It is proposed to renew the Technology & Knowhow Agreement for a further period of three years effective from January 1, 2018 on the same terms and conditions except that the proposed fees shall be @1% of the net sales of the Company for each financial year or at such rate as may be determined by the Competent Authorities of India and Switzerland under the Bilateral Advance Pricing Agreement (BAPA). Applications have been filed by the Company under BAPA to confirm the arm's length rate for payment under the TKH Agreement, which applications are still pending with the concerned authorities.

Members attention is drawn to the Resolution proposing the approval for the renewal of Technology and Knowhow Agreement as aforesaid. As the transactions proposed under the aforesaid arrangement would be related party transaction, all related parties shall abstain from voting on the resolution. The Directors recommend the resolution set out in Item No. 7 of the Notice convening the Annual General Meeting.

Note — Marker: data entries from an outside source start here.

PR #161, opened 2016-06-07
add removeMarkers to leaflet and openlayers

PeterTheOne:
add removeMarkers functions to leaflet and openlayers (googlemaps3 already has this function) as noted in #117.

This is required for https://github.com/SemanticMediaWiki/SemanticMaps/pull/52 to work with leaflet and openlayers.

### DIFF
--- a/includes/services/OpenLayers/jquery.openlayers.js
+++ b/includes/services/OpenLayers/jquery.openlayers.js
@@ -4,13 +4,15 @@
  *
  * @author Jeroen De Dauw <jeroendedauw at gmail dot com>
  * @author Daniel Werner
+ * @author Peter Grassberger < petertheone@gmail.com >
  *
  * @todo This whole JS is very blown up and could use some quality refactoring.
  */
 
-(function ($, mw) {
+(function ($, mw, OpenLayers) {
 	$.fn.openlayers = function (mapElementId, options) {
 
+		this.map = null;
 		this.options = options;
 
 		OpenLayers._getScriptLocation = function() {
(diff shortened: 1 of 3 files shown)


includes/services/OpenLayers/jquery.openlayers.js
```diff
@@ -64,45 +66,56 @@
...
+				data:markerData
+			});
+			curLayer.addMarker(marker); // Create and add the marker.
+		};
+
+		this.removeMarkers = function () {
+			var map = this.map;
+			$.each(this.groupLayers, function(index, layer) {
+				map.removeLayer(layer);
+			});
```
JeroenDeDauw: Does this not also remove things that are not makers? Such as images and whatnot? And "base layers"? Perhaps the later are not removed, and perhaps the former should be counted as images (or rather as what this function is actually about). I'm very fuzzy on the stuff, though someone should check.

JeroenDeDauw:
Generally looks good to me. Did you test that the changes don't cause obvious breakage? (Yay for not having any tests that cover this stuff at all)

includes/services/OpenLayers/jquery.openlayers.js
PeterTheOne: First I wanted to remove markers directly but, some layers also need to be removed. The `removeMarkers` function only removes `groupLayers` they are only used for markers. Lines, etc. have their own layers like `lineLayer`.

PeterTheOne:
I did test my use case and it did not break, but I haven't tested with shapes like lines, etc.

PR #164, opened 2016-06-07
Update Leaflet to version 0.7.7

### LINKED ISSUE #160: Update Leaflet version to 0.7.7 or 1.0.*
Now we use version 0.4.5 from 2012, we should update to 0.7.7 or 1.0.*

CHANGELOG: https://github.com/Leaflet/Leaflet/blob/master/CHANGELOG.md

PeterTheOne:
fix #160

As far as I can see we didn't use anything from the breaking changes: https://github.com/Leaflet/Leaflet/blob/master/CHANGELOG.md

My simple use case of displaying some markers looks good. Testing wanted. ^^


JeroenDeDauw:
You added `leaflet-src.js` but left `leaflet.js` unchanged?

PeterTheOne:
I replaced `leaflet.js`, it just isn't shown because the diff ist too big.. ;)

You I remove `leaflet-src.js`?

JeroenDeDauw:
> Should I remove leaflet-src.js?

If it is not used, then there is no point in having it in the repo no?

PeterTheOne:
It is sometimes useful to include it for debugging but I'm open to removing it.

JeroenDeDauw:
Does not matter all that much

Issue #67, opened 2015-03-13
Merge "missing" system messages


kghbln:
The following system messages are used by both [googlemaps](https://semantic-mediawiki.org/wiki/Help:Google_Maps_format), [openlayers](https://semantic-mediawiki.org/wiki/Help:OpenLayers_format) and [leaflet](https://www.semantic-mediawiki.org/wiki/Help:Leaflet_format) should be "aliased":

**maps-par-zoom**
* [x] maps-googlemaps3-par-zoom -> maps-par-zoom
* [x] maps-openlayers-par-zoom -> maps-par-zoom
* [x] maps-leaflet-par-zoom -> maps-par-zoom

**maps-par-searchmarkers**
* [x] maps-googlemaps3-par-searchmarkers -> maps-par-searchmarkers
* [x] maps-openlayers-par-searchmarkers -> maps-par-searchmarkers

**maps-par-resizable**
* [x] maps-googlemaps3-par-resizable -> maps-par-resizable
* [x] maps-leaflet-par-resizable -> maps-par-resizable
* [x] maps-openlayers-par-resizable -> _already_ maps-par-resizable

JeroenDeDauw:
Should we keep this open?

kghbln:
Yes. I think it is just a matter of replacing the dupes?

kghbln:
@JeroenDeDauw Finally did this. To much pressure right now by @PeterTheOne to make the next release even more fluffier. :)

PR #167, opened 2016-06-11
Provide missing system messages by merging parameter messages

kghbln:
These system messages were common to all mapping services and now merged into one system message (also removed identical thus duplicate system messages):
* maps-par-zoom
* maps-par-searchmarkers
* maps-par-resizable

Refs issue https://github.com/JeroenDeDauw/Maps/issues/67

Do formatting tweaks while I was at it


JeroenDeDauw:
If there where no different zoom messages, then this is fine. I do recall that zoom values differ between mapping services, with some using bigger numbers for more zoomed in, and some using them for more zoomed out.

kghbln:
> If there where no different zoom messages

No it basically tells that one can set the zoom level without further info.

Issue #141, opened 2016-05-19
Add clustering options for leaflet


PeterTheOne:
* openlayers seems to have some build in functionality.
* leaflet has a plugin https://github.com/Leaflet/Leaflet.markercluster

also see: #140

PeterTheOne:
Maybe before that update Leaflet #160 and OpenLayers #88.

PeterTheOne:
Leaflet is now up to date.

PeterTheOne:
I will wait for Leaflet `1.0.x` stable, update to that and then add https://github.com/Leaflet/Leaflet.markercluster (Which also has `spiderfy`-options)

PR #174, opened 2016-06-20
Update to leaflet version 1.0.0(-rc2)

PeterTheOne:
I think we shouldn't merge this yet, let's wait for 1.0.0. But we can use this PR for testing.

Also see: #141


kghbln:
Getting close to -rc2 https://github.com/Leaflet/Leaflet/issues/4732

PeterTheOne:
This branch is now on [leaflet 1.0.0-rc2](http://leafletjs.com/2016/07/16/leaflet-1.0-rc2.html). I did have a quick look if it works and it did but I haven't tested comprehensively.

PeterTheOne:
I'm ok with merging this before 1.0.0 is out, if anyone wants to. But we could also wait for the last bugs to be fixed.

kghbln:
> I'm ok with merging this before 1.0.0 is out

Me too since it would allow testing on sandbox before the next release of Maps gets out to the world. @JeroenDeDauw Thoughts or action? :)

PR #176, opened 2016-06-21
Removed broken layers functionality

### LINKED ISSUE #168: Disable or remove Layer: functionality
Regarding the functionality tied to the Layer: namespace introduced in Maps 3.0 https://github.com/JeroenDeDauw/Maps/blob/master/RELEASE-NOTES.md#new-features

This code was added in a dubious state and has received no maintenance since. I am not aware of anyone using this functionality, or documentation of it. I would thus not be surprised if it is currently broken.

Some serious issues with the functionality have been brought to my attention. These issues require follow up. If no one presents a good argument for keeping this functionality, I'm inclined to remove it.

If anyone is aware of users or documentation of this functionality, or is otherwise awesome of its status, please point this out.

JeroenDeDauw:
Fixes #168


JeroenDeDauw:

30. MASTER SUPPLY AGREEMENT WITH AMBUJA CEMENTS LIMITED

Members of the Company have through the process of a Postal Ballot passed an Ordinary Resolution granting their approval on April 16, 2018 for the Company to enter into a Master Supply Agreement (MSA) with Ambuja Cements Limited, the holding Company for sale and purchase of material and services on a reciprocal basis for maximizing synergies between the two companies and unlock value for the shareholders of both the Companies.

The Board of Directors on April 18, 2018, have determined that the MSA shall be valid for a period of three years from the date of its execution, with either party continuing to enjoy the right to unilaterally terminate the same during the above period by serving three months prior notice.

31. TRANSFER OF EQUITY SHARES TO THE INVESTOR EDUCATION AND PROTECTION FUND

In line with the statutory requirements, the Company has transferred to the credit of the Investor Education and Protection Fund set up by the Government of India, equity shares in respect of which dividend had remained unpaid/ unclaimed for a period of seven consecutive years within the time lines laid down by the MCA.

32. SIGNIFICANT AND MATERIAL ORDERS PASSED BY THE REGULATORS OR COURTS

Complaint filed under Sections 3 and 4 of the Competition Act by the Builders Association of India against cement manufacturers - Appeal before the National Company Law Appellate Tribunal (NCLAT)

In the matter relating to the complaint filed by the Builders' Association of India for alleged violation of the provisions of Sections 3 and 4 of the Competition Act, CCI had passed an Order on June 12, 2012 imposing a penalty of 0.5 times of the profit of the Company for the year 2009 (calculated pro-rata from May 20, 2009) and for the full year 2010. For the Company the penalty amounts to Rs,1147.59 crore. Thereafter, in an Appeal preferred by the Cement Manufacturers before the Competition Appellate Tribunal (COMPAT) against the Order of CCI, COMPAT remanded the matter back to CCI for a fresh hearing and adjudication. CCI on rehearing the arguments, by its Order dated August 31, 2016, once again held the cement companies and the Cement Manufacturers' Association (CMA) guilty of violation of the Sections 3(1) read with 3(3)(a) and 3(3)(b) of the Competition Act and imposed the same penalty.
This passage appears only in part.